# BRIEF
Using the records below, output the stretch that opens with the line containing "pmi, line 104: What" and closes with the line containing "But now, with", exactly and including both lines, with nothing more.

# DATA FOR PROCESSING
Issue #10279, opened 2026-04-22
Page Editor modernization


edloidas:
The Page Editor is a core part of Content Studio responsible for visual editing of pages, regions, and components. As the CS admin UI is migrated to the new v6 Preact-based stack, the Page Editor and its surrounding integration points need to work seamlessly with the modernized UI. This epic tracks the coordination of work required to align the Page Editor with the new UI architecture — including its dedicated `@enonic/page-editor` package, event bus integration, reuse of components from `@enonic/ui`, Nanostores-based state synchronization, and theming via Tailwind v4.

#### Rationale

Modernizing the Page Editor is a prerequisite for a cohesive v6 experience. Keeping the legacy editor wired into the new admin UI leads to inconsistent styling, duplicated state, and drift between class-based and Preact-based code paths. This umbrella issue groups the individual migration, integration, and polish tasks so progress can be tracked in one place.

#### Notes

- Clicking a component directly inside the Page Editor canvas should not trigger a scroll — the component is already in view. Scrolling should only happen when navigation comes from outside the canvas (PageComponentsView tree, search, etc.) and the component is currently outside the viewport.

<sub>*Drafted with AI assistance*</sub>

PR #10282, opened 2026-04-22
Page Editor modernization #10279

### LINKED ISSUE #10191: ContextWindow: cross-iframe drag and drop

### LINKED ISSUE #10269: InsertPanel: add Apply button
Add an Apply button to `InsertPanel` in the page editor context widget that lets users explicitly commit pending changes to the page. Currently the panel only lists draggable items (part, layout, text, fragment) with no confirmation action. The Apply button should trigger the same page-apply flow used elsewhere in the editor, giving users explicit control over when changes take effect.

### LINKED ISSUE #10280: Migrate to new version of @enonic/page-editor package
Upgrade `@enonic/page-editor` from `^0.0.6` to the new version in both `modules/app/package.json` and `modules/lib/package.json`. The new package release introduces API changes required for the modern v6 UI and cleans up the existing initialization surface. The primary integration point is `modules/app/src/main/resources/assets/js/page-editor.ts`, which calls `PageEditor.initEditor` with `resolveUrl`, `checkPageReloadRequired`, and `sanitizeHtml` handlers — these need to be re-validated against the updated API. The migration should also revisit the `ComponentPath` identity workaround and verify event bus flows, component reload behavior, and fragment sanitization still work end-to-end.

#### Rationale

Staying on `0.0.6` blocks downstream modernization work tracked in the Page Editor modernization epic. The new package version is where the v6-aligned APIs land, so the migration is a prerequisite for the rest of the initiative.

#### Implementation Notes

- Bump the dependency in both `modules/app/package.json` and `modules/lib/package.json`.
- Re-check `page-editor.ts` handlers against the new type signatures.
- Validate `page-viewer.ts` still works with the updated package.
- Run `pnpm -C ./modules/lib run check` and a full `./gradlew deploy -x test -Penv=dev` smoke test.

### LINKED ISSUE #10292: PageComponentsView: tree selection does not select component in Page Editor
When a node is selected in the components tree (`PageComponentsView`), `inspectItem(path)` is called and `PageNavigationMediator` notifies an `INSPECT` event, but the selection is not reflected in the Page Editor iframe — the matching component on the canvas is not highlighted. Selecting from the `InspectPanel` works correctly, so the issue is in how the tree dispatches the navigation event (or what the Page Editor listens for from the tree path).

#### Rationale

Tree-driven navigation is a primary way to locate components on complex pages. Without the visual selection mirrored on the canvas, users lose context of which element they're editing.

#### References

- `modules/lib/src/main/resources/assets/js/v6/features/views/wizard/content-wizard-tabs/page-components/PageComponentsView.tsx`
- `modules/lib/src/main/resources/assets/js/v6/features/views/context/widget/page-editor/inspect/InspectPanel.tsx`

### LINKED ISSUE #10293: InspectPanel: switching to Inspect after adding a new component only works once
After inserting a new component in the Page Editor, the first navigation to the Inspect panel works as expected (if nothing was selected before). Inserting a second component before the selected one does not switch the panel. This breaks the typical insert-and-configure flow when authoring multiple components in sequence.

#### Steps to reproduce

1. Open a page in Page Editor.
2. Insert a new component → Inspect opens correctly.
3. Insert another component (placing it before the selected component) → Selected index remain unchanged → Inspect does not switch.

#### Rationale

Authors regularly add multiple components in a row; Inspect must respond on every insertion.

#### References

- `modules/lib/src/main/resources/assets/js/v6/features/views/context/widget/page-editor/inspect/InspectPanel.tsx`

### LINKED ISSUE #10295: InspectPanel: Apply and descriptor changes reload the page instead of hot-swapping the component
When the user changes a descriptor or presses Apply in the `InspectPanel`, the entire page is reloaded in the Page Editor iframe. The selected component loses its visual selection and any UI state, and the user is briefly disoriented while the full page rebuilds. Instead, only the affected component should be re-rendered (or hot-swapped) in place, preserving the current selection and component state. The previous Page Editor implementation already supported this targeted update flow.

#### Rationale

Full reloads break editing flow, hide which component the user is working on, and degrade perceived performance. Targeted updates keep the user oriented and make the editor feel responsive.

#### References

- `modules/lib/src/main/resources/assets/js/v6/features/views/context/widget/page-editor/inspect/InspectPanel.tsx`

### LINKED ISSUE #10296: InspectPanel: text component editing — auto-focus HtmlArea on select and restore Apply button
Two text-component-specific issues in `InspectPanel`:

1. When a text component is selected, the panel opens but the inline `HtmlArea` is not focused. Focus should move into the editor automatically so the user can start typing immediately.
2. The Apply button is missing for the text component editor. While inline edits are reflected in the iframe instantly, an Apply button is still required to persist the change to the saved content (mirroring the previous behavior). Apply must save without a full iframe reload — same behavior as in the related descriptor/Apply issue.

#### Rationale

Text editing is one of the most frequent actions in Page Editor. Missing focus and persistence controls force extra clicks and break parity with the legacy editor.

#### References

- `modules/lib/src/main/resources/assets/js/v6/features/views/context/widget/page-editor/inspect/InspectPanel.tsx`
- `modules/lib/src/main/resources/assets/js/v6/features/views/context/widget/page-editor/inspect/text/`

### LINKED ISSUE #10297: PageComponentsView: text components should display their content instead of default "Text" label
Text components in the `PageComponentsView` tree always render the static label "Text" regardless of the component's content. The displayed name should be a snippet of the actual text content; the "Text" fallback should appear only when the component is empty. This matches the legacy page components view behavior.

#### Rationale

Authors rely on the tree to identify components quickly. A column of identical "Text" labels makes pages with multiple text components unnavigable.

#### References

- `modules/lib/src/main/resources/assets/js/v6/features/views/wizard/content-wizard-tabs/page-components/PageComponentsItem.tsx`

edloidas:
- Added support for the new Page Editor dependency format.
- Made InserPanel elements draggable and synced them with new page editor.
- Added Apply button to InspectPanel.

---

_This branch depends on a local relative npm-page-editor dependency, while new version is not released yet._


pmi:
Depends on https://github.com/enonic/npm-page-editor/pull/29

pmi (changes requested):
Wrote a review in [npm-page-editor repo](https://github.com/enonic/npm-page-editor/pull/29#pullrequestreview-4156623231).

In a nutshell, this goes against the idea of UI agnostic event based handling.

modules/app/src/main/resources/assets/js/page-editor.ts
```diff
@@ -1,13 +1,68 @@
...
+import {UriHelper} from '@enonic/lib-contentstudio/app/rendering/UriHelper';
+import {PageHelper} from '@enonic/lib-contentstudio/app/util/PageHelper';
+import {PageState} from '@enonic/lib-contentstudio/app/wizard/page/PageState';
+import {ComponentPath as EditorComponentPath, EditorEvent, EditorEvents, PageEditor} from '@enonic/page-editor';
+import DOMPurify from 'dompurify';
 
 PageEditor.init(true);
-// console.info('Page editor started in edit mode.');
 
-const eventHandler = new EditorEventHandler();
```
pmi, line 8: Why did you need to delete the class and put the code in place ?

modules/app/src/main/resources/assets/js/page-editor.ts
```diff
@@ -1,13 +1,68 @@
...
+    try {
+        const response = await fetch(resolveComponentUrl(path));
+
+        if (!isExisting && needsPageReload(path, response.headers)) {
+            PageEditor.reloadPage();
+            return;
+        }
+
+        const html = sanitizeComponentHtml(await response.text(), path);
+        PageEditor.renderComponent(path, html);
```
pmi, line 35: That is a nice idea to reduce amount of PE exports, but we talked that PE should not know anything about rendering. Different UI frameworks will do it differently. It is only site engine who will use this approach.

modules/app/src/main/resources/assets/js/EditorEventHandler.ts
```diff
@@ -1,127 +0,0 @@
...
-        const newElement: Element = this.wrapLoadedComponentHtml(htmlAsString, componentView.getType());
-        const parentView = componentView.getParentItemView();
-
-        const createViewConfig: CreateItemViewConfig<RegionView> = new CreateItemViewConfig<RegionView>()
-            .setLiveEditParams(parentView.getLiveEditParams())
-            .setParentView(parentView)
-            .setPositionIndex(componentView.getPath().getPath() as number)
-            .setElement(newElement);
-
-        const newComponentView = componentView.createView(componentView.getType(), createViewConfig) as ComponentView;
```
pmi, line 104: What was the reason you needed to move rendering from here back into PE ? This is a completely different task from migrating PE into enonic UI.

pmi (changes requested):

modules/app/src/main/resources/assets/js/page-editor.ts
edloidas: It's a bit of a tricky part. But let me explain it here for all the related parts in both pulls.

I believe most of the confusion actually comes from the function names and by just renaming them would conclude it.

As you may notice, the loading flow is the same. But here's what the old code did differently:
- It was [receiving](https://github.com/enonic/app-contentstudio/blob/master/modules/app/src/main/resources/assets/js/page-editor.ts#L11) the `view` from the `ComponentLoadRequest` Editor event (not just the `path`).
  - The view itself, as you know, is an object that mixes rendering and state, and exposes methods to manipulate both.
  - We no longer use views to render components on the page, and most of their state manipulation and utility methods are either gone or obsolete.
- Then it was manipulating that view object to render what it needed:
  - First, the loading state — by asking view to show the [spinner](https://github.com/enonic/app-contentstudio/blob/master/modules/app/src/main/resources/assets/js/EditorEventHandler.ts#L58).
  - Then, the success state — by asking the same view to [create](https://github.com/enonic/app-contentstudio/blob/master/modules/app/src/main/resources/assets/js/EditorEventHandler.ts#L104)/render a new instance with a different configuration, and then asking it to [replace](https://github.com/enonic/app-contentstudio/blob/master/modules/app/src/main/resources/assets/js/EditorEventHandler.ts#L106C9-L106C52) the old view in the DOM.

But now, with the separation of rendered components and state in the Page Editor, views are gone and we only get a path here.

So previously we were receiving a "wrapper" around the path that held state and knew everything about DOM manipulation, rendering new views, and sending events on changes. We could tell it: _"hey, you handle this path"_, so _"mark yourself as loading"_ or _"update your HTML."_

Now we're doing roughly the same thing, but instead we ask the `PageEditor` class: "whatever is at that path, I need it marked as loading" or "I need this HTML at that path." The functions could actually be renamed to better reflect this: `renderComponent` → `replaceHtml`, `renderLoadingComponent` → `markLoading`/`showLoading`, `renderErrorComponent` → `markError`/`showError` (which could've lived in PE, but I kept them here for the same reason: to avoid rendering anything directly).

I could have made it even closer to the original by returning a new view as an object with the path in its state and those 3 manipulation functions. Or I could have hacked the legacy views into calling the new functions internally — but that would have just been uglier and more complicated.

modules/app/src/main/resources/assets/js/EditorEventHandler.ts
edloidas: Explained above.

modules/app/src/main/resources/assets/js/page-editor.ts
pmi: This is a good change code-wise, but not so good concept-wise.

I repeat for the 3rd time that PE should NOT render anything. No matter the name of the function. 
It used to do it when it was site engine specific, but we're trying to make it agnostic now: throws event and forgets about it.

pmi (approved):

pmi:
We need to move with the release, so let's merge it and adress issues later.

modules/app/src/main/resources/assets/js/page-editor.ts
edloidas: So, regarding this intermediate release:
- We merge this and PE.
- We come back after beta to continue with the changes.
Right?

---

As for the rendering part:

This is kind of a compromise to mirror the old behaviour, where the view was doing the rendering — except that we only have a path now. Same shape, new ways to update the path. Not the only temporary compromise we have, either: we should be adding a lib entry to PE to provide shared components (context menu, drag, styles) that we currently duplicate in CS, but we just don't have time to do it properly.

I think we might need to sit down for some pair programming or whiteboarding. Still, I'll share some thoughts so we can come back to them later — no need to reply now.

---

Correct me if I'm wrong — what you want to see is the current page-editor side injecting its own HTML without any help from PE?

I see quite a few options with different levels of complexity. For example — do you think PE still handles the rendering internally (like with regions, layouts, drop zones and other placeholders), but all communication goes through events instead of function calls? Or do we actually move the UI part over to CS?

For the second, the bare minimum we'd need is a function that points to the correct `HTMLElement` on the page, so CS can inject its UI into it. Having those shared components and CSS I mentioned before would be very helpful here. Maybe some utilities — pure functions to correctly create and update shadow roots — would also be nice. But that would also require moving some placeholders to CS and mimicking some functionality: creating shadow roots, placing components there, and compiling CSS for that.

# EXERCISE RESPONSE
pmi, line 104: What was the reason you needed to move rendering from here back into PE ? This is a completely different task from migrating PE into enonic UI.

pmi (changes requested):

modules/app/src/main/resources/assets/js/page-editor.ts
edloidas: It's a bit of a tricky part. But let me explain it here for all the related parts in both pulls.

I believe most of the confusion actually comes from the function names and by just renaming them would conclude it.

As you may notice, the loading flow is the same. But here's what the old code did differently:
- It was [receiving](https://github.com/enonic/app-contentstudio/blob/master/modules/app/src/main/resources/assets/js/page-editor.ts#L11) the `view` from the `ComponentLoadRequest` Editor event (not just the `path`).
  - The view itself, as you know, is an object that mixes rendering and state, and exposes methods to manipulate both.
  - We no longer use views to render components on the page, and most of their state manipulation and utility methods are either gone or obsolete.
- Then it was manipulating that view object to render what it needed:
  - First, the loading state — by asking view to show the [spinner](https://github.com/enonic/app-contentstudio/blob/master/modules/app/src/main/resources/assets/js/EditorEventHandler.ts#L58).
  - Then, the success state — by asking the same view to [create](https://github.com/enonic/app-contentstudio/blob/master/modules/app/src/main/resources/assets/js/EditorEventHandler.ts#L104)/render a new instance with a different configuration, and then asking it to [replace](https://github.com/enonic/app-contentstudio/blob/master/modules/app/src/main/resources/assets/js/EditorEventHandler.ts#L106C9-L106C52) the old view in the DOM.

But now, with the separation of rendered components and state in the Page Editor, views are gone and we only get a path here.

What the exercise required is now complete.